I guess I should have looked more closely and skipped this "possible
bug". I had mistakenly assumed it to be the same "possible bug" as in
Ea_ch(), but it is not.
What bugged me was the result of a non-bitwise operation being used as
an operand to a bitwise operation. It can only be a bug if the objects
are two or more bits wide, which is the case in pdp1_cpu.c (where the
object being logically inverted is 16 bits wide). But since only one
bit is cared about in this case, nothing is lost, so it's OK.
- michael
On Wed Mar 21 at 01:41:35 EDT, J. David Bryan wrote:
> 5) In pif_io(), in HP2100/hp2100_pif.c
> At the line
> setIRQ (select_code, !pif_control & pif_flag & pif_flagbuf);
> Is it really intended to use a boolean value with a bitwise operator?
To which boolean value are you referring? The three "pif" variables are
enums (compatible with int) with values of 0 or 1, the logical negation
produces an int, and ANDing produces an int, which is what is desired.

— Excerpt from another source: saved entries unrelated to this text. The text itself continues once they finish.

PR #766, opened 2025-02-28
Add ServerRoomImpl to allow tests to reuse helpers with custom code

kegsay:
With the addition of https://github.com/matrix-org/complement/pull/765 it's now possible for tests to add a range of good/bad/broken rooms to Complement's internal federation server. However, these rooms cannot reuse any of the existing helper functions. To aid this, logic which was once part of the federation server itself (e.g mapping `/send_join` responses to internal `ServerRoom` state) is now transferred to a new `ServerRoomImpl` interface. The federation server's helper functions call this interface, allowing tests to swap out functions for their broken rooms.

For example, we may want to reuse the very convenient `HandleMakeSendJoinRequests` but modify the join proto event to include malformed fields. Before this PR this simply wasn't possible as we hard-coded the happy case. Tests can now do:
```go
room := federation.NewServerRoom(gomatrixserverlib.RoomVersionV1, "!foo:localhost")
room.ServerRoomImpl = &federation.ServerRoomImplCustom{
	ServerRoomImplDefault: federation.ServerRoomImplDefault{Room: room},
	ProtoEventCreatorFn: func(def federation.ServerRoomImpl, ev federation.Event) (*gomatrixserverlib.ProtoEvent, error) {
		if ev.Type == spec.MRoomMember {
			ev.Unsigned = map[string]any{"something": "custom"}
		}
		return def.ProtoEventCreator(ev)
	},
}
```

### DIFF
--- a/federation/handle.go
+++ b/federation/handle.go
@@ -59,7 +59,7 @@ func MakeJoinRequestsHandler(s *Server, w http.ResponseWriter, req *http.Request
 // or dealing with HTTP responses itself.
 func MakeRespMakeJoin(s *Server, room *ServerRoom, userID string) (resp fclient.RespMakeJoin, err error) {
 	// Generate a join event
-	proto, err := room.ProtoEventCreator(room, Event{
+	proto, err := room.ProtoEventCreator(Event{
 		Type:     "m.room.member",
 		StateKey: &userID,
 		Content: map[string]interface{}{
@@ -84,7 +84,7 @@ func MakeRespMakeJoin(s *Server, room *ServerRoom, userID string) (resp fclient.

(The hardware modeled is a three-input AND gate with one input inverted.)
> (should ~ have been used instead of !
! produces 0 or 1, which matches one of the enum values. ~ produces a
value that is not one of the enum values.
In practice, though, only the LSB matters for setIRQ(), so they'd be
effectively equivalent.
> or perhaps parenthesis added to make it clearer?)
I'm not sure I see where you'd add the parentheses. Around !pif_control?